Code/Software used in the study
Software packages to analyze our datasets are described in the method section.
Methods
AML cell lines OCI-AML3, MOLM-13 TP53 wild-type and MOLM-13 TP53 p.R248Q cells were treated with milademetan, selinexor, and the combination of milademetan and selinexor for 12 hours. RNA samples were collected from those cells and subjected to RNA sequencing.
RNA sequencing
OCI-AML3, MOLM-13 TP53 wild-type, and R248Q mutant cells were treated with DMSO, milademetan, selinexor, or the combination of Mil + Sel for 12 hours. Cells were harvested and total RNA was extracted using QIAGEN RNeasy extraction kit from each sample (N = 3 for each treatment, N = 12 in total) according to the manufacturer’s protocol.
Barcoded, Illumina-compatible, strand-specific total RNA libraries were prepared using the TruSeq Stranded Total RNA Sample Preparation Kit (Illumina, San Diego, CA). Briefly, 1mg of DNase I treated total RNA was depleted of cytoplasmic and mitochondrial ribosomal RNA (rRNA) using Ribo-Zero Gold (Illumina). After purification, the RNA was fragmented using divalent cations and double-stranded cDNA was synthesized using random primers. The ends of the resulting double-stranded cDNA fragments were repaired, 50-phosphorylated, 3’-A tailed and Illumina-specific indexed adapters were ligated. The products were purified and enriched by 11 cycles of PCR to create the final cDNA library. The libraries were quantified using the Qubit dsDNA HS Assay Kit (ThermoFisher, Waltham, MA) and assessed for size distribution using the Fragment Analyzer (Advanced Analytical, Ankeny, IA), then multiplexed 4 libraries per pool.

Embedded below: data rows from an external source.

PR #1563, opened 2023-11-03
Fail tests early when "storage" not enabled

tadzik:
# Description of change

The tests currently fail in confusing ways, due to "storage" not being enabled by default in bindings. Curiously, it does seem to be enabled in the wallet (running [this code](https://github.com/iotaledger/iota-sdk/blob/d6f6250ba3d14003dfb252fd504d0adcd842b436/sdk/src/wallet/core/builder.rs#L135-L156), and causing test failures when ran concurrently), breaking the functionality of each test using a custom, unique storage location.

This makes the test fail early (in compile time) if storage is not enabled, which makes sense given how heavily they rely on it. README now also documents how the tests should be run (we cannot force it, [apparently](https://github.com/rust-lang/cargo/issues/2911)).

## Type of change

- Bug fix – in case storage was disabled in bindings but used in the code
- Documentation Fix

`cargo test` now passes in rootdir when "storage" is enabled
 
## Change checklist


README.md
```diff
@@ -104,6 +104,14 @@ brew install cmake openssl@1.1
 You can install `cmake`, `clang`, and `openssl` with your distro's package manager or download them from their websites.
 On Debian and Ubuntu, you will also need the `build-essential` and `libudev-dev` packages.
 
+### Testing
+
+When working on the SDK itself, run its tests using `cargo` with `storage` feature enabled:
```
Thoralf-M: Not sure about this, I mean tests should also work fine without enabling this feature

tadzik: Yeah, I'm not thrilled about this either. Then again, my gut feeling is that our tests should exercise everything by default, and not leave us in the situation where we only test some of the stuff unless we remember to enable the entire featureset. For that reason, I'd rather have them (visibly) not work out of the box, rather than quietly skip stuff we want tested.

Thoralf-M: But then it should rather suggest testing with --all-features, no? Because we have more features not enabled by default than the storage (also rocksdb has an own feature, so this is also different to storage alone)

Alex6323: Why not just suggest running what the CI runs, so `cargo ci-test`?

thibault-martinez: I think I agree with Thoralf, we should suggest `-all-features`. And if there has been a gap in the feature set, it's a CI issue that we need to fix.

tadzik: I like @Alex6323's suggestion, any reason to not direct people to `ci-test` (after instructing them to install `nextest`)?

thibault-martinez: I think it's just confusing to locally run something that is called CI. We could rename it idk 🤷🏻‍♂️

thibault-martinez: But IMO I'd just give the whole command and be explicit

Thoralf-M (approved):

thibault-martinez (approved):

Library pools were quantified by qPCR and sequenced, one pool per lane, on the Illumina NovaSeq6000 sequencer using the 150 bp paired-end format.
Differential gene expression profiling and pathway analyses
Gene expression was quantified using the Kallisto/sleuth pipeline. Read quantification was performed with Kallisto (v. 0.44.0), a pseudo-alignment-based method to quantify RNA abundance at the transcript level in transcripts per million (TPM) counts. Kallisto quant was utilized with the number of bootstraps set to 100 using ENSEMBL cDNA transcripts (Human assembly hg19, release GRC38.14) for indexing. Hierarchical clustering and principal component analysis (PCA) of the samples were performed. Sleuth v0.30.0 was used to measure the abundance of the transcripts as transcripts per million (TPM) with covariates for treatment conditions and downstream differential gene expression (DGE) to leverage the bootstrap estimates of Kallisto and to output model-based, gene-level normalized TPM matrix. The abundance of the genes was calculated as the sum of the TPMs mapped to a given gene. When using the sleuth preparation, gene isoforms were aggregated with a target map file derived from the Refseq hg19 transcriptome. For each gene, both the likelihood ratio test and Wald test were performed on the condition parameter to obtain their respective FDR-corrected p-values. Significantly altered genes were those passing the two tests at a cutoff of false discovery rate (FDR) < 0.1. The plot_transcript_heatmap function in the Sleuth package was utilized to visualize the cluster analysis. Enhanced Volcano R package was used to generate the volcano plots (Blighe, K.; Rana, S.; Lewis, M. EnhancedVolcano: Publication-Ready Volcano Plots with Enhanced Colouring and Labeling. 2018. R Package Version 1.3.5. Available online: https://github.com/kevinblighe/EnhancedVolcano), which is a visual tool for displaying differentially expressed genes (DEGs) among overall gene expression levels. Beta score (log2) of -1 and 1 (0.5 fold and 2 folds), and q value of 0.05 were used as threshold lines for the magnitude of change in gene expression and significance, respectively. HALLMARK gene sets were used for pathway enrichment and functional classification of differentially expressed genes.